» **Input records**:
************

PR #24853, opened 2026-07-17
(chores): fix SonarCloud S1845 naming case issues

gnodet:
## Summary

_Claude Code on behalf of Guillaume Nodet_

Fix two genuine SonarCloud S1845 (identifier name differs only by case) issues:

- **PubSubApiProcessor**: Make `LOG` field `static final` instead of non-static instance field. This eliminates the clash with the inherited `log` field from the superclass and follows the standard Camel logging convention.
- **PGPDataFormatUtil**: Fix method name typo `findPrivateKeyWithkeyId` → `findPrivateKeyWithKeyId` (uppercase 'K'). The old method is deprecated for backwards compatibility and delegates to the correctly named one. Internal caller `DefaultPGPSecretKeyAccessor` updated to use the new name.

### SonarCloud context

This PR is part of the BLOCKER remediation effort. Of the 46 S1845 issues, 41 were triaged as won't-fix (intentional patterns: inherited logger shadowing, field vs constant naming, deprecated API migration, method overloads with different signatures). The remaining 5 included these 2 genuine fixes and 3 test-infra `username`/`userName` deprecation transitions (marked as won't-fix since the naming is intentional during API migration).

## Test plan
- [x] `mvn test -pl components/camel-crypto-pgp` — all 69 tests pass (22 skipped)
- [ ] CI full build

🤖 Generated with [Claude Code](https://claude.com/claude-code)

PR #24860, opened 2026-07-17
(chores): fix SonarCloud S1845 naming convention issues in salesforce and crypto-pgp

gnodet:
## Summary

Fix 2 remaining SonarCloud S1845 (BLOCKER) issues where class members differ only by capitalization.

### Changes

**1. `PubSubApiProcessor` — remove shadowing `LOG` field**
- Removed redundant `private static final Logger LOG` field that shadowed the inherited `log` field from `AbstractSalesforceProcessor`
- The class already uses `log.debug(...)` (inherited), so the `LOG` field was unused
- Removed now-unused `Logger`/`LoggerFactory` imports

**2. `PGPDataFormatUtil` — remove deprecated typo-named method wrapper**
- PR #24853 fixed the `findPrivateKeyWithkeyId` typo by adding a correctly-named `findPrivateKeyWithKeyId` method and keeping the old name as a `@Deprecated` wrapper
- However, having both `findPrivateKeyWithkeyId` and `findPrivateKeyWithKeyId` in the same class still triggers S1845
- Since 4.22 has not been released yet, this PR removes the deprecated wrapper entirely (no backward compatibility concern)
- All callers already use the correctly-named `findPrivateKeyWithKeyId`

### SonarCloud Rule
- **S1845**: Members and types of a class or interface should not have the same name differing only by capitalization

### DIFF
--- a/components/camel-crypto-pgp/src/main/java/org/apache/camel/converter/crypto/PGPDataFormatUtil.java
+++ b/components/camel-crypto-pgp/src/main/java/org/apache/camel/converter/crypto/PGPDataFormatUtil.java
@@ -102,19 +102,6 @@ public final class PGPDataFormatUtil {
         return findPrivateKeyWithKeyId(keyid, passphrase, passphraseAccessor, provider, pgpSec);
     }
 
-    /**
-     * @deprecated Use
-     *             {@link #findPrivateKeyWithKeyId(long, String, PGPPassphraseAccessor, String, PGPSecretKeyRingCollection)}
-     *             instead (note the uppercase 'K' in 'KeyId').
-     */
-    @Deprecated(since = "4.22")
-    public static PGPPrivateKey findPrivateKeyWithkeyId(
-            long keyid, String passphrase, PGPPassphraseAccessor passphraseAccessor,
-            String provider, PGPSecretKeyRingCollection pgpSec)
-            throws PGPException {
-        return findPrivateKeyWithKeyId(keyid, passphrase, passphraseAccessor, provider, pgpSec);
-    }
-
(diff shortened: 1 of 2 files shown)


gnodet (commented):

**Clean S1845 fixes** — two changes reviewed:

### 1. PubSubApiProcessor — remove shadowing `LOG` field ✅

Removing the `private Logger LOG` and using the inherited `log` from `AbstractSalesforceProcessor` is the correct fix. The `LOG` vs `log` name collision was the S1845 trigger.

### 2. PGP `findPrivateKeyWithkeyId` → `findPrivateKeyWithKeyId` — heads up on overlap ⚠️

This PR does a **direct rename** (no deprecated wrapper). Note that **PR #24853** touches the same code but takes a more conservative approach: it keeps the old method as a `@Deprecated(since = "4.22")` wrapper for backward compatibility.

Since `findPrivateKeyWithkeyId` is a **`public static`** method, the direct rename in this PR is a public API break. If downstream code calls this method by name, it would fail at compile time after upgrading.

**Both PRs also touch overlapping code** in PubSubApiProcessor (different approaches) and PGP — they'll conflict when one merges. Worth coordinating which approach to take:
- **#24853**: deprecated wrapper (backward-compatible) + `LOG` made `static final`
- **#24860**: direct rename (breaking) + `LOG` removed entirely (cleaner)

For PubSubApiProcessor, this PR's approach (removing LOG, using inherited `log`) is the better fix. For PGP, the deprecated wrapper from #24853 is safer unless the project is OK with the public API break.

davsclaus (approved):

************

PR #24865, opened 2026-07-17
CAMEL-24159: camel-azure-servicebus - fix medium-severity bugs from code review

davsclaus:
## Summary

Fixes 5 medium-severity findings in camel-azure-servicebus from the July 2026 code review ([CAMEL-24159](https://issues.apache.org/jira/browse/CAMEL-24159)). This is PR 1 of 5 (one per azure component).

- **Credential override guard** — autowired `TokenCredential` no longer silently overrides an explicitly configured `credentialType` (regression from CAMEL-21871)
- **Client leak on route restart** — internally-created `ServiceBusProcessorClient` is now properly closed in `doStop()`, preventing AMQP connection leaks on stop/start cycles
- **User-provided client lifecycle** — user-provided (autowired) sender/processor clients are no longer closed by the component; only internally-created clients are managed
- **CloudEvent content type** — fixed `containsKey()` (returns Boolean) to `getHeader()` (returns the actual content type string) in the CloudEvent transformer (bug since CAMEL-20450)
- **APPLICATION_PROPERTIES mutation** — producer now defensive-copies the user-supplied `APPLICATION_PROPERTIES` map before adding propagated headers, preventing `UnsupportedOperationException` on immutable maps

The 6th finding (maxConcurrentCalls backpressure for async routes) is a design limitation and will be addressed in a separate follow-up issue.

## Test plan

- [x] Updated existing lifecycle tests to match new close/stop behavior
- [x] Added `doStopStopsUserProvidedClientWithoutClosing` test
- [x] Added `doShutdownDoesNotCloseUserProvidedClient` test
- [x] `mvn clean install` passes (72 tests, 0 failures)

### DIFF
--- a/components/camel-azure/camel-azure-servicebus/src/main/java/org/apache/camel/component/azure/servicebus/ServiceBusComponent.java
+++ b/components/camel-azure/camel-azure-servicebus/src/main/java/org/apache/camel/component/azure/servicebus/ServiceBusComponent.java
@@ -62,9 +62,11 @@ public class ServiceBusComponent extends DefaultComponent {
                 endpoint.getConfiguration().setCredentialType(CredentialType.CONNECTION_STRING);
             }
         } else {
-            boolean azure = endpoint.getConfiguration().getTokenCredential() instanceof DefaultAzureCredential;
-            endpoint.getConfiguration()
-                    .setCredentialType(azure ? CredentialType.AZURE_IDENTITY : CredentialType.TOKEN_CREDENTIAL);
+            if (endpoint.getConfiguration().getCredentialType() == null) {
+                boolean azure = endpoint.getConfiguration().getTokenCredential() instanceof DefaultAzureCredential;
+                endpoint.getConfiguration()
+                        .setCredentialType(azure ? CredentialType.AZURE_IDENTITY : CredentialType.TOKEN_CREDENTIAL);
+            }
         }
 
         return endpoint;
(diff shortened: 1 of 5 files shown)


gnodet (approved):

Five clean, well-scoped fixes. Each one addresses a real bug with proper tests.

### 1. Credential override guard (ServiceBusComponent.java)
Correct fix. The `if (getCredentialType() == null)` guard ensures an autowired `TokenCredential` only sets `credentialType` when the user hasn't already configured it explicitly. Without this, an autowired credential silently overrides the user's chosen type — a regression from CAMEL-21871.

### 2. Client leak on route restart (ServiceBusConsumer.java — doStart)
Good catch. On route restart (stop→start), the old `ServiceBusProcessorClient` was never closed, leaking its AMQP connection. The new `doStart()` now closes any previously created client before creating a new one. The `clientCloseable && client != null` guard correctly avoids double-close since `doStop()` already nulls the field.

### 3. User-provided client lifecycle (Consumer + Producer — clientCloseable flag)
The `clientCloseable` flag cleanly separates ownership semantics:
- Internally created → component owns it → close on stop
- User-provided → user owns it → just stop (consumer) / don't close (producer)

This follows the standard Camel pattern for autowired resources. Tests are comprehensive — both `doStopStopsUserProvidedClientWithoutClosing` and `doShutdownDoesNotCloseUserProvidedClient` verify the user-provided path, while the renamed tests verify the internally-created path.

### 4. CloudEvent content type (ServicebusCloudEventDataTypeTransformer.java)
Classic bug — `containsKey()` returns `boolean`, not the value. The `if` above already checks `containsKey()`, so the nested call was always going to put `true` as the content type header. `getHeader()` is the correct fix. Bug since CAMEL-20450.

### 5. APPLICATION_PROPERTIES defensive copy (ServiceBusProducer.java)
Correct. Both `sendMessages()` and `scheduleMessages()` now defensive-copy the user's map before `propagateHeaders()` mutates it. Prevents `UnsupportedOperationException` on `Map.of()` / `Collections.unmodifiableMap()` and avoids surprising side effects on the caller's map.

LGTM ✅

************

» **Directions**:
Everything above from the line containing "(endpoint.getConfiguration().getCredentialType() == null)" down to the line containing "Five clean, well-scoped" should be copied exactly, both end lines included, and nothing else.

» **Output for this task**:
+            if (endpoint.getConfiguration().getCredentialType() == null) {
+                boolean azure = endpoint.getConfiguration().getTokenCredential() instanceof DefaultAzureCredential;
+                endpoint.getConfiguration()
+                        .setCredentialType(azure ? CredentialType.AZURE_IDENTITY : CredentialType.TOKEN_CREDENTIAL);
+            }
         }
 
         return endpoint;
(diff shortened: 1 of 5 files shown)


gnodet (approved):

Five clean, well-scoped fixes. Each one addresses a real bug with proper tests.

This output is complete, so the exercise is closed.